David Van Hooser, director and co-producer, said the 15-minute video is aimed at grades four through high school. He said having a teenager help narrate the video and showing an actual ironclad should make it more interesting.
“When you’re that age, you’re interested in the present,” Van Hooser said. “It’s hard to get excited about history.”
Filming of the federally funded video at the Cairo lasted from about 9 a.m. to 1 p.m. Thursday. Van Hooser said the taping and editing should be completed by April.
Vicksburg Military Park Curator Elizabeth Joyner was interviewed for the video, discussing ironclad gunboats.

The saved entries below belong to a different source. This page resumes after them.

Issue #11948, opened 2023-07-05
Return migration errors to client correctly


pcgeek86:
# Required information

 * Distribution: Ubuntu
 * Distribution version: 23.04 Lunar Lobster
 * The output of "lxc info" or if that fails:
   * Kernel version: `6.2.0-24-generic`
   * LXC version: 5.15
   * LXD version: 5.15
   * Storage backend in use: `zfs`

# Issue description

When I try to move an LXD virtual machine from one cluster member, to a different cluster member, I receive an error.

```
Error: Instance move to destination failed: Error transferring instance data: Failed migration on target: Failed getting migration target filesystem connection: websocket: bad handshake
```

```
+-----------------------------------------------------------------------------------------------------------------------+
|  +---------------------------+     +-------------------------+     +--------------------------+                       |
|  |lxd01                      |     |lxd03                    |     |lxd04                     |                       |
|  |LXD host                   |     |LXD host                 |     |LXD host                  |                       |
|  |Cluster member             |     |Cluster member           |     |Cluster member            |                       |
|  |                           |     |                         |     |                          |                       |
|  |                           |     |                         |     |                          |                       |
|  | +-----------------------+ |     |                         |     |                          |                       |
|  | |vm01                   | |     |                         |     |                          |                       |
|  | |Alpine Linux           | |     +-------------------------+     |                          |                       |
|  | |Default profile        | |                                     |                          |                       |
|  | +-----------------------+ |                                     |                          |                       |
|  |                   |       |                                     |                          |                       |
|  |                   |       |                                     |                          |                       |
|  |                   +---------------------------------------------|                          |                       |
|  |                           |  Move vm01 from lxd01 to lxd04      |                          |                       |
|  |                           |                                     |                          |                       |
|  |                           |  lxc move vm01 --target lxd04       |                          |                       |
|  |                           |                                     |                          |                       |
|  |                           |                                     |                          |                       |
|  +---------------------------+                                     +--------------------------+                       |
|                                                                                                                       |
|                                                                                                                       |
|                                                                                                                       |
|                                                                                                                       |
|LXD cluster (3 members)                                                                                                |
+-----------------------------------------------------------------------------------------------------------------------+
```

# Steps to reproduce

 1. Create a three-node LXD cluster
 2. Deploy a bunch of VMs across the cluster
 3. Try to move a VM between two different cluster members

# Information to attach

 - [ ] Any relevant kernel output (`dmesg`)
[...]

PR #13966, opened 2024-08-22
Migration: Forward migration errors (from Incus)

boltmark:
This PR adds functionality to report source errors during copy. This helps to solve the issue of the incorrect error being reported when a live migration is attempted while `migration.stateful` is missing or set to false.

(Also rectifies a few unchecked type assertions in `client/lxd_instances.go` since the linter complained)

Closes https://github.com/canonical/lxd/issues/11948.

### DIFF
--- a/client/lxd_instances.go
+++ b/client/lxd_instances.go
@@ -723,6 +723,9 @@ func (r *ProtocolLXD) tryCreateInstance(req api.InstancesPost, urls []string, op
 	operation := req.Source.Operation
 
 	// Forward targetOp to remote op
+	chConnect := make(chan error, 1)
+	chWait := make(chan error, 1)
+
 	go func() {
 		success := false
 		var errors []remoteOperationResult
@@ -762,13 +765,35 @@ func (r *ProtocolLXD) tryCreateInstance(req api.InstancesPost, urls []string, op
 			break
 		}
 
-		if !success {
-			rop.err = remoteOperationError("Failed instance creation", errors)
+		if success {
+			chConnect <- nil
+			close(chConnect)
+		} else {
+			chConnect <- remoteOperationError("Failed instance creation", errors)
+			close(chConnect)
+
 			if op != nil {
 				_ = op.Cancel()
 			}
 		}
+	}()
 
+	if op != nil {
+		go func() {
+			chWait <- op.Wait()
+			close(chWait)
+		}()
+	}
+
+	go func() {
+		var err error
+
+		select {
+		case err = <-chConnect:
+		case err = <-chWait:
+		}
+
+		rop.err = err
 		close(rop.chDone)
 	}()
 
--- a/client/lxd_instances.go
+++ b/client/lxd_instances.go
@@ -978,7 +978,12 @@ func (r *ProtocolLXD) CopyInstance(source InstanceServer, instance api.Instance,
 
 		targetSecrets := map[string]string{}
 		for k, v := range opAPI.Metadata {
-			targetSecrets[k] = v.(string)
+			vStr, ok := v.(string)
+			if !ok {
+				continue
+			}
+
+			targetSecrets[k] = vStr
 		}
 
 		// Prepare the source request
@@ -1006,7 +1011,12 @@ func (r *ProtocolLXD) CopyInstance(source InstanceServer, instance api.Instance,
 
 	sourceSecrets := map[string]string{}
 	for k, v := range opAPI.Metadata {
-		sourceSecrets[k] = v.(string)
+		vStr, ok := v.(string)
+		if !ok {
+			continue
+		}
+
+		sourceSecrets[k] = vStr
 	}
 
 	// Relay mode migration
@@ -1026,7 +1036,12 @@ func (r *ProtocolLXD) CopyInstance(source InstanceServer, instance api.Instance,
 		// Extract the websockets
 		targetSecrets := map[string]string{}
 		for k, v := range targetOpAPI.Metadata {
-			targetSecrets[k] = v.(string)
+			vStr, ok := v.(string)
+			if !ok {
+				continue
+			}
+
+			targetSecrets[k] = vStr
 		}
 
 		// Launch the relay
@@ -1268,9 +1283,16 @@ func (r *ProtocolLXD) ExecInstance(instanceName string, exec api.InstanceExecPos
 
 	value, ok := opAPI.Metadata["fds"]
 	if ok {
-		values := value.(map[string]any)
-		for k, v := range values {
-			fds[k] = v.(string)
+		values, ok := value.(map[string]any)
+		if ok {
+			for k, v := range values {
+				vStr, ok := v.(string)
+				if !ok {
+					continue
+				}
+
+				fds[k] = vStr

The 1862 battle at Fort Donelson involved gunboats and resulted in a total of 17,398 deaths. At the fort, about 12,000 Confederate troops surrendered to Brig. Gen. Ulysses S. Grant’s army, allowing a Union advance along the Tennessee and Cumberland rivers.
Six ironclad vessels similar to the Cairo were used in the battle, although all of them were later scrapped, Joyner said.
The seven ironclads were named in honor of towns along the upper Mississippi and Ohio rivers. The USS Cairo was named after Cairo, Ill.
It was sunk in 1862, the same year it was built, by an electrically detonated Confederate mine in the Yazoo River, seven miles north of Vicksburg. It was raised from the river 100 years later.
Although the USS Cairo museum in the Vicksburg Military Park is open, the area around the Cairo is closed because of repairs to the rain collectors on the canopy and its support beams. Joyner said she doesn’t know when the area will reopen.
After Catchings was recorded speaking and walking inside of the Cairo, he said he was impressed.
“It was just kind of a picture in a book before I came here,” he said. “Something of this scale is kind of awesome.”